Different techniques of valgus angulation osteotomies have been described. All of them have two things in common; extensive pre operative planning and removal of wedges from the proximal femur. Our technique involves an oblique osteotomy just below the lesser trochanter and no wedges are taken. A greater degree of correction can be achieved with a more oblique osteotomy. A good area of contact at the osteotomy site can be maintained with an oblique osteotomy with minimal lateral displacement of the distal fragment and without significant opening up of the medial side as evident from Figures 5 and 6.
Subtrochanteric osteotomy was chosen to avoid compromising the lateral wall fragment with a proximal osteotomy especially in extracapsular fractures. A very low subtrochanteric osteotomy should be avoided as it will be through the cortical bone where union rates are less predictable and nonunion at the osteotomy site have been reported .
With an oblique osteotomy the distal fragment becomes free and can be laterally translated with ease along the osteotomy surface maintaining adequate contact with the proximal fragment. When the limb is brought to neutral, the neck shaft angle is restored to the barrel plate angle and the Pauwel angle at the fracture site is reduced due to the combination of valgus angulation of the proximal fragment and lateral displacement of the distal fragment.
Removing wedges may hinder limb length restoration and requires careful planning and templating to avoid the same.
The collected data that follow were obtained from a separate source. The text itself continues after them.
PR #1308, opened 2026-08-14
fix(rosapi): Keep the param client cache from crashing the node

sacovo:
Clients were cached with a default Time() (SYSTEM_TIME), so the cleanup timer's subtraction against the node clock (ROS_TIME) raised TypeError every 0.5s, and the unavailable-service path destroyed a client while leaving it in the cache.

**Public API Changes**
None

**Description**
Since the param client cache was added in #1201, rosapi crashes shortly after the first /rosapi/get_param or /rosapi/set_param call. Clients are cached with a default Time() (SYSTEM_TIME), so the 0.5 s cleanup timer's subtraction against the node clock (ROS_TIME) raises TypeError: Can't subtract times with different clock types, which propagates out of rclpy.spin() and kills rosapi_node. A fresh client is never ready right after create_client(), so the first call takes the "service is not available" path — which destroys the client but leaves it in the cache, both arming the timer crash and handing back a destroyed client (InvalidHandle) on the next call.

Stamps cached clients from the node clock and drops the cache entry when the client is destroyed. Adds regression tests. Please backport.

### DIFF
--- a/rosapi/CMakeLists.txt
+++ b/rosapi/CMakeLists.txt
@@ -24,6 +24,7 @@ install(
 
 if(BUILD_TESTING)
   find_package(ament_cmake_pytest REQUIRED)
+  ament_add_pytest_test(${PROJECT_NAME}_test_params test/test_params.py)
   ament_add_pytest_test(${PROJECT_NAME}_test_stringify_field_types test/test_stringify_field_types.py)
   ament_add_pytest_test(${PROJECT_NAME}_test_typedefs test/test_typedefs.py)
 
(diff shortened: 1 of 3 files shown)


bjsowa:
That's weird. I never had an issue with that. What you're suggesting makes sense though. (we should always avoid mixing SYSTEM_TIME and ROS_TIME).

I wonder whether a better solution won't be to just use `time.monotonic()` for measuring elapsed time. That way, the mechanism won't be sensitive to system clock jumps. @sacovo What do you think?

sacovo:
`time.monotonic()` makes sense. We experienced the crash under a very specific conditions: calling set/get on a node where the parameter service is not ready. This leaves a stale entry in the cache, and the next request hits the error.

bjsowa (approved):

bjsowa:
@mergifyio backport kilted jazzy

Issue #5835, opened 2024-10-23
Elastic agent uses too much memory per Pod in k8s


swiatekm:
In its default configuration, agent has the kubernetes provider enabled by default. In DaemonSet mode, which is our default, this provider keeps track of data about Pods scheduled on the Node the agent is running on. This issue concerns the fact that the agent process itself uses an excessive amount of memory if the number of these Pods is high (for the purpose of this issue, this will mean close to the default Kubernetes limit of 110). This was originally discovered while troubleshooting #4729.

This effect is visible even if we disable all inputs and self-monitoring, leaving agent to run as a single process without any components. This strongly implies it has to do with configuration variable providers. I used this empty configuration in my testing to limit confounding variables from beats, but the effect *is* more pronounced when components using variables are present in the configuration.

Here's a graph of agent memory consumption as the number of Pods on the Node increases from 10 to 110:

![Image](https://github.com/user-attachments/assets/3de2f058-e585-4cd7-b6ea-9a2b85cb5a25)

A couple of observations from looking at how configuration changes affect this behaviour:

* Making the garbage collector more aggressive makes most of the effect disappear, as does restarting the Pod. Very likely that this is caused by allocation churn more than steady-state heap utilization.
* Disabling the host provider also reduces the effect greatly. When creating variables, each entry from a dynamic provider gets its own copy of data from context providers. On a large node, there can be quite a bit of host provider data. This is also visible when looking at variables.yml in diagnostics.
* Increasing the debounce time on variable emission in the composable coordinator doesn't help much.

## Test setup

* Single node KiND cluster, default settings.
* Default standalone kubernetes manifest, all inputs removed from configuration.
* A single nginx Deployment, starting at 0 replicas, and later scaled up to the maximum the Node allows.

## More data

I resized my Deployment a couple times and looked at a heap profile of the agent process:

![Image](https://github.com/user-attachments/assets/3d5612f0-20f8-4c55-8faf-933cdb41f171)

The churn appears to be coming primarily from needing to recreate all the variables whenever a Pod is updated. The call to `composable.cloneMap` is where we copy data from the host provider.

## Root cause

The root cause appears to be a combination of behaviours in the variable pipeline:

1. All variables are recreated and emitted whenever there's any change to the underlying data. In Kubernetes, with a lot of Pods on a Node, changes can be quite frequent, and the amount of data is non-trivial.
[...]

PR #5884, opened 2024-10-30
Share host info between packages

swiatekm:
## What does this PR do?

Lets packages share the same host info struct. We add a thread-safe wrapper about `sysinfo.Host` and keep a singleton that callers can transparently request and use.

The host provider is exempted from this change, as it explicitly wants to update this information periodically. I added a comment explaining why that is.

## Why is it important?

There's several packages where we need the host information. Thus far, each of them just computed it on their own, which was wasted effort. Normally this wouldn't be a big deal, as it only happens once at startup. However, this call can be expensive in some circumstances - most notably when the host has a lot of network interfaces. See https://github.com/elastic/elastic-agent/issues/5835#issuecomment-2441544789 for an example in Kubernetes. The result is agent having unnecessarily high memory consumption after startup, which is annoying.

## Checklist

Starting agent with any configuration and looking at the host information emitted in the logs is good enough. Unit testing this functionality is quite awkward unfortunately.

## Related issues

- Relates #5835

### DIFF
--- a/internal/pkg/composable/providers/host/host.go
+++ b/internal/pkg/composable/providers/host/host.go
@@ -132,6 +132,7 @@ func ContextProviderBuilder(log *logger.Logger, c *config.Config, _ bool) (corec
 
 func getHostInfo(log *logger.Logger) func() (map[string]interface{}, error) {
 	return func() (map[string]interface{}, error) {
+		// We don't use the shared host info from util here, as we explicitly want the latest host information on every call.
 		sysInfo, err := sysinfo.Host()
 		if err != nil {
 			return nil, err
--- a/internal/pkg/util/host.go
+++ b/internal/pkg/util/host.go
@@ -6,9 +6,11 @@ package util
 
 import (
 	"context"
+	"sync"
 	"time"
 
 	"github.com/elastic/elastic-agent/pkg/core/logger"
+	"github.com/elastic/go-sysinfo"
 	"github.com/elastic/go-sysinfo/types"
 )
 
@@ -30,4 +32,62 @@ func GetHostName(isFqdnFeatureEnabled bool, hostInfo types.HostInfo, host types.
 	}
 
 	return fqdn
+}
+
+var _ types.Host = &threadSafeHost{}
+
+// threadSafeHost is a thread-safe wrapper around types.Host.
+// It exists so we can only create it once, as some of the setup it does is relatively expensive.
+type threadSafeHost struct {
+	sync.Mutex
+	inner types.Host
+}
+
+func newThreadSafeHost(inner types.Host) *threadSafeHost {
+	return &threadSafeHost{inner: inner}
+}
+
+func (s *threadSafeHost) CPUTime() (types.CPUTimes, error) {
+	s.Lock()
+	defer s.Unlock()
+	return s.inner.CPUTime()
+}
+
+func (s *threadSafeHost) Info() types.HostInfo {
+	s.Lock()
+	defer s.Unlock()
+	return s.inner.Info()
+}
+
+func (s *threadSafeHost) Memory() (*types.HostMemoryInfo, error) {
+	s.Lock()
+	defer s.Unlock()
+	return s.inner.Memory()
+}
+
+func (s *threadSafeHost) FQDNWithContext(ctx context.Context) (string, error) {
+	s.Lock()
+	defer s.Unlock()
+	return s.inner.FQDNWithContext(ctx)
+}
+
+func (s *threadSafeHost) FQDN() (string, error) {
+	s.Lock()
+	defer s.Unlock()
+	return s.inner.FQDN()
+}
+
+var (
+	sharedHost types.Host
+	once       sync.Once
+	hostErr    error
+)
+
+func GetHost() (types.Host, error) {
+	once.Do(func() {
+		var innerHost types.Host
+		innerHost, hostErr = sysinfo.Host()
+		sharedHost = newThreadSafeHost(innerHost)
+	})
+	return sharedHost, hostErr
 }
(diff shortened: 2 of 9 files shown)


internal/pkg/util/host.go
```diff
@@ -31,3 +33,61 @@ func GetHostName(isFqdnFeatureEnabled bool, hostInfo types.HostInfo, host types.
...
+	sync.Mutex
+	inner types.Host
+}
+
+func newThreadSafeHost(inner types.Host) *threadSafeHost {
+	return &threadSafeHost{inner: inner}
+}
+
+func (s *threadSafeHost) CPUTime() (types.CPUTimes, error) {
+	s.Lock()
```
pkoutsovasilis, line 51: my first reaction/thinking was that this thread-safety code most probably belongs to the go-sysinfo codebase?! but then looking again in the exposed functions, and from a quick look in go-sysinfo they do not mutate anything, so I am wondering do we need to hold a mutex to call them?! did I miss a mutation?

pierrehilbert:
With @blakerouse in PTO, probably better to assign someone else from the Control Plane team to this review.
cc @ycombinator

internal/pkg/util/host.go
swiatekm: go-sysinfo doesn't guarantee that these are thread-safe, so I don't have much of a choice here. We could try to make them so in the library, but I'm not sure it's worth it. These functions aren't called very often, so in practice there shouldn't be any contention.

pkoutsovasilis: since these functions are not mutating anything I would propose to remove the mutex. Or again you may have spotted a mutation that I missed?! If not, I am not entirely convinced that losing the concurrency of calling these functions, given that this is now a shared instance across multiple places, is wise. But if you insist sure go with it 🙂

ycombinator:
> With @blakerouse in PTO, probably better to assign someone else from the Control Plane team to this review. cc @ycombinator

I already chatted with @swiatekm about this.  This PR is not urgent so we are OK keeping the reviewers as is.

pkoutsovasilis (approved):
LGTM. I still hold some reservations regarding the necessity of a thread-safe inner host in this context, given that these functions aren’t mutating any state and introducing a mutex could impact concurrent usage. However, since the usage frequency is low, I’m fine proceeding with this for now. We can revisit if contention becomes an issue. Nice work overall! 🙂

PS: The CI failures seem unrelated to this PR and I think that pulling from main will make the CI happy again

internal/pkg/util/host.go
swiatekm: The functions are not mutating anything *right now*, but go-sysinfo doesn't guarantee this interface is thread-safe, so this is an implementation detail that may change. If we want to remove the locks, we should make the change in go-sysinfo, and I don't think that's worth the hassle. This PR is a bit borderline already in my opinion when it comes to complexity introduced vs performance gained.

At the very least, I'd have to see evidence of actual contention before looking into this further.

internal/pkg/composable/providers/host/host.go
```diff
@@ -132,6 +132,7 @@ func ContextProviderBuilder(log *logger.Logger, c *config.Config, _ bool) (corec
 
 func getHostInfo(log *logger.Logger) func() (map[string]interface{}, error) {
 	return func() (map[string]interface{}, error) {
+		// We don't use the shared host info from util here, as we explicitly want the latest host information on every call.
```
cmacknz, line 135: I would prefer if we didn't have two different ways to get Host information where callers need to think about which one to use, or whether they actually need the parts of it that can change at runtime (FQDN for an obvious example).

Can the periodic updates be pushed into `util.GetHost()`? They could be unconditional updates at a fixed rate, or it could behave as a rate limit where it updates at most every X seconds.

As a possible simplification for all of this, perhaps the network address information isn't valuable at all for containerized applications and we can add a way to filter it into https://github.com/elastic/go-sysinfo. There is an [IsContainerized()](https://github.com/elastic/go-sysinfo/blob/750e2c7a2db68de43d0b2ad7158f4e061de1a200/providers/linux/container.go#L30) already.

cmacknz: For some related context, `add_kubernetes_metadata` stopped including the host IPs by default:
- https://github.com/elastic/integrations/issues/667

cmacknz: Perhaps we could just filter out the link local addresses (assuming those are the problem here too) if just not having the addresses at all doesn't work, or its too risky to think being in a container always means you are in k8s (it doesn't). https://github.com/elastic/integrations/issues/6674#issuecomment-1609000789

swiatekm: I feel like the periodicity of the host info checks in the provider should be a part of the provider's logic, as opposed to being hidden in the utils package. I could see adding a parameter to this API indicating if a cached value is fine, if that helps.

Honestly, what I'm really trying to do here is avoid recomputing the host info, which is only done at the start. All the other methods on this struct fetch the latest data anyway. Maybe the solution is to compute host info at call time, same as everything else? Then every component could have its own `types.Host` (as creating one would be cheap), and we'd separately cache host info for the packages that want it at startup.

kaanyalti (approved):
Code looks good however I’m less familiar with the underlying context, so I can’t fully judge the implementation’s accuracy.

internal/pkg/composable/providers/host/host.go
cmacknz: I think all I really care about is that it's obvious when a call to get host info will potentially contain stale data. Keeping the periodicity of the host info check in the provider is fine if that is clear.

swiatekm:
I'm closing this for now, we should change the underlying library to always recompute host info, and then cache that. https://github.com/elastic/go-sysinfo/pull/246 reduces the cost of this call significantly, so sharing is less important now.

Issue #5716, opened 2024-10-07
Add an integration test using a proxy with mTLS for control plane and Elastic Defend installed


AndersonQ:
This test should validate the mTLS flow for control-plane (communication with fleet-server) through an proxy with mTLS and having Elastic Defend integration installed.

The test should:
 - use RSA TLS certificates (Elastic Defend restriction)
 - validate passphrase protected certificate key for the client works. (As the server is the proxy, it's pointless to test it supports passphrase protected key)
 - use [proxytest](https://github.com/elastic/elastic-agent/tree/main/testing/proxytest) for proxy
 - use Elastic Cloud for the Elastic Stack
 - configure a wrong fleet-server address, which the proxy should correct
 - validate connections are flowing through the proxy. Ideally the proxy will assert it. However just the fact the configured host is invalid is enough
   - for the Elastic Agent
   - for Elastic Defend

### Test scenarios:
- [x] mTLS configuration passed throughout the CLI at install/enroll time. No configuration in the policy
  - [x] with passphrase protected key
  - [x] without passphrase protected key
- [x] mTLS configuration passed through CLI and present in the policy. The policy configuration should take precedence
  - [x] both (cli and policy) using plain certificate key
  - ~~[ ] both (cli and policy) using passphrase protected key~~ not possible, the proxy UI does not allow to add a passphrase or passphrase path
  - [x] cli configuration with passphrase protected key, policy configuration **without** passphrase protected key
  - [x] cli with mTLS and passphrase protected key, policy with on-way TLS. The policy must take precedence and remove the client TLS configuration
- ~~[x] mTLS configuration only in the policy:~~ test skipped, see https://github.com/elastic/elastic-agent/issues/5888
  ~~- fleet-server is reachable without proxy~~
  ~~- the fleet-server host configured in the policy is only reachable through the proxy~~
- [x] removing the proxy from the policy does not remove it from the agent:
  - it's the same as "an empty proxy from the policy does not change the current configuration" 

### Out of scope:
 - data plane connections (with Elasticsearch or any other output)
 - any test on the fleet-server side of things
 - certificate rotation

Issue #5491, opened 2024-09-10
Add an integration test for `--elastic-agent-cert-key-passphrase` with Elastc Defend installed


AndersonQ:
In order to fully validate https://github.com/elastic/elastic-agent/issues/4515 a integration test should be added. The integration test should run the Elastic Agent using mTLS for control plane communication, either through a proxy or directly connecting to fleet-server.
The test needs to validate:
 - the Elastic Agent is running and successfully communicating with fleet-server
 - a client certificate in the policy takes precedence over the CLI configuration (`--elastic-agent-cert-key-passphrase`). That means, a policy client TLS configuration fully overrides the one coming from the CLI, the `cert-key-passphrase` is cleared if the CLI define it but not the policy
 - a policy with no client TLS configuration does not override the CLI configuration
 - Elastic Defend is installed and successfully connecting to fleet-server
   - open question: is relying on Elastic Defend status enough to validate that?

This issue is blocked by: 
 - https://github.com/elastic/elastic-agent/issues/4903

PR #5889, opened 2024-10-30
Add integration tests using a proxy with mTLS for control plane with Elastic Defend installed

AndersonQ:
## What does this PR do?

Add integration tests for the Elastic Agent running Elastic Defend with a mTLS proxy
See https://github.com/elastic/elastic-agent/issues/5716 for tje covered test cases

## Why is it important?

To have automated tests covering mTLS and Elastic Defend

## Checklist

- ~~[ ] I have added an entry in `./changelog/fragments` using the [changelog tool]~~(https://github.com/elastic/elastic-agent#changelog)

## Disruptive User Impact

 - N/A

In short, manually reproduce the tests described on https://github.com/elastic/elastic-agent/issues/5716.

The long version:
 - run 3 proxies:
   - mTLScli -> a proxy with mTLS to be passed as cli arguments
   - mTLSpolicy -> a proxy with mTLS configured through the policy
   - oneWayTLSpolicy -> a proxy with simple/one way TLS which defines its CA in the policy
   - all the certificates must be RSA because of an Elastic Defend restriction

 - set up the proxies:
   - add a test to `testing/integration/endpoint_security_test.go` to configure and run the needed proxies:
```go
func TestDebugTestProxies(t *testing.T) {
	prepareProxies(t, &url.URL{Host: "a.wrong.fleet.host"}, "the.real.fleet.host")

	t.Logf("CTRL + C to exit")
	<-make(chan struct{})
}
```
 
   - run the test with:
```
go test -v -timeout 0 -tags integration -run TestDebugTestProxies ./testing/integration/

=== RUN   TestDebugTestProxies
    endpoint_security_test.go:1333: [mtlsCLI] certificates saved on: /tmp/TestDebugTestProxies-mtlsCLI2475114678
    endpoint_security_test.go:1333: [mtlsPolicy] certificates saved on: /tmp/TestDebugTestProxies-mtlsPolicy1317235685
    endpoint_security_test.go:1333: [oneWayTLSPolicy] certificates saved on: /tmp/TestDebugTestProxies-oneWayTLSPolicy327431283
```

   - check the logs like `[%s] certificates saved on: %s`. they will show where the certificates are.
   - set up the necessary fleet hosts and proxies on fleetUI
   - install/enroll the agent using the configured fleet hosts and proxies. Again, check the test cases on https://github.com/elastic/elastic-agent/issues/5716

## Related issues
- Closes https://github.com/elastic/elastic-agent/issues/5491
- Closes https://github.com/elastic/elastic-agent/issues/5716

## Questions to ask yourself

- ...


AndersonQ:
folks (@blakerouse, @pchila, @kaanyalti), all the tests are passing now. In case you were waiting the tests to pass to review it

blakerouse (commented):
Overall this looks good.

I do question the change from returning errors to using `require.NoError` directly. Why was that change made?

AndersonQ:
> I do question the change from returning errors to using `require.NoError` directly. Why was that change made?

to follow the convention we have on our tests. The majority of the tests use this approach

testing/integration/endpoint_security_test.go
```diff
@@ -894,3 +901,536 @@ func TestForceInstallOverProtectedPolicy(t *testing.T) {
...
+	fleetKibanaHostmTLS, err := stack.KibanaClient.CreateFleetServerHosts(ctx, kibana.ListFleetServerHostsRequest{
+		ID:        "proxyPolicymTLS" + testUUID,
+		Name:      "proxyPolicymTLS" + testUUID,
+		HostURLs:  []string{fleethostWrong.String()},
+		IsDefault: false,
+		ProxyID:   fleetProxymTLS.Item.ID,
+	})
+	require.NoError(t, err, "error creating fleet host with mTLS proxy")
+
+	// add new fleet-server host with oen way TLS proxy
```
pchila, line 961:
```suggestion
	// add new fleet-server host with one way TLS proxy
```

testing/integration/endpoint_security_test.go
```diff
@@ -894,3 +901,536 @@ func TestForceInstallOverProtectedPolicy(t *testing.T) {
...
+					buff.Reset()
+
+					got, err := f.ExecInspect(ctx)
+					if err != nil {
+						buff.WriteString(fmt.Sprintf("error running inspect cmd: %v", err))
+						return false
+					}
+
+					return proxyPolicymTLS.URL == got.Fleet.ProxyURL
+				}, time.Minute, time.Second, "inspect never showed proxy from policy: %s", buff)
```
pchila, line 1150: `buff` is really the last error encountered in the assert.Eventually, maybe we can define and treat it as such:



```suggestion
				// feel free to change the variable name
				var buff error
				assert.Eventuallyf(t, func() bool {

					got, err := f.ExecInspect(ctx)
					if err != nil {
						buff = fmt.Errorf("error running inspect cmd: %w", err)
						return false
					}
					// (optional) reset the error
					buff = nil
					return proxyPolicymTLS.URL == got.Fleet.ProxyURL
				}, time.Minute, time.Second, "inspect never showed proxy from policy: %s", buff)
```

testing/integration/endpoint_security_test.go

It also increases the surgical time and the blood loss.
Valgus osteotomy has a high success rate and good reproducibility among the augmentation techniques described for a femoral neck nonunion . It is especially useful in younger individuals where a replacement surgery may not be the best option. Literature on nonunion of extracapsular fractures is sparse as these fractures commonly malunite rather than going for nonunion. While union in intracapsular fractures is complicated by biological and mechanical factors, the problem with extracapsular fractures is mainly mechanical. The applicability of valgus osteotomy in both intra and extracapsular fractures is based on similar principles.
Muller  has insisted on reducing the fracture angle to less than 25 degrees to achieve consistent results though other authors have reported otherwise. We did not set any preliminary targets but aimed to bring the Pauwel’s angle to around 30 degrees with the obliquity of the osteotomy. An osteotomy not only helps by improving the biomechanics but it also improves the hemodynamics at the nonunion site. A more horizontal fracture angle was achieved in all patients and they progressed to successful union. The limb shortening was brought to less than 1 cm in all patients. 4 patients had a trendelenberg lurch which may be due to the loss of abductor lever arm.
Valgus osteotomies using blade plates have been described by several authors [6–9]. Blade plates have excellent rotational control but are technically difficult to use. The dynamic hip screw is an excellent implant in this situation. It allows application of static compression during surgery with the coupling screw and also allows controlled dynamic collapse at the fracture site maintaining the neck shaft angle. The only drawback is the suboptimal rotational stability and rotational stress which may occur during reaming. Both these problems were addressed in our series to an extent by using an anti rotation screw along with the DHS in intracapsular fractures.
Recent articles on valgus osteotomies at the intertrochanteric level with DHS fixation has been described by Hartford et al., 2005  and Schoenfeld et al., 2006 . Both techniques in the own words of the authors required extensive pre operative sketching and templating to achieve the desired result. While Schoenfeld et al. removed a partial thickness wedge to minimise limb length discrepancy Hartford et al. used a full thickness laterally based wedge.
Schoenfeld et al. also noted that the partial thickness wedge osteotomy may decrease the surface area of contact and may increase the chances of implant failure. Though the post operative Pauwel’s angle was much lesser in their series, the final clinical, radiological and functional results were much similar to the current series. While Shoenfeld achieved a good limb length restoration with his technique, the mean post operative mean limb length discrepancy in the series by Hartford et al. was 1 cm probably because of the full thickness wedge technique they had used. Surgical time and blood loss were significantly lesser in our series compared to techniques described by these two authors.
To conclude, valgus osteotomy with DHS fixation is a useful technique for varus proximal femur nonunion in younger patients. Improving the biomechanics at the nonunion site coupled with a stable fixation yields good consistent results regarding union. The sliding osteotomy technique is simple, saves surgical time, minimises blood loss and helps in limb length restoration. No elaborate planning and wedge removal are required to achieve the desired results.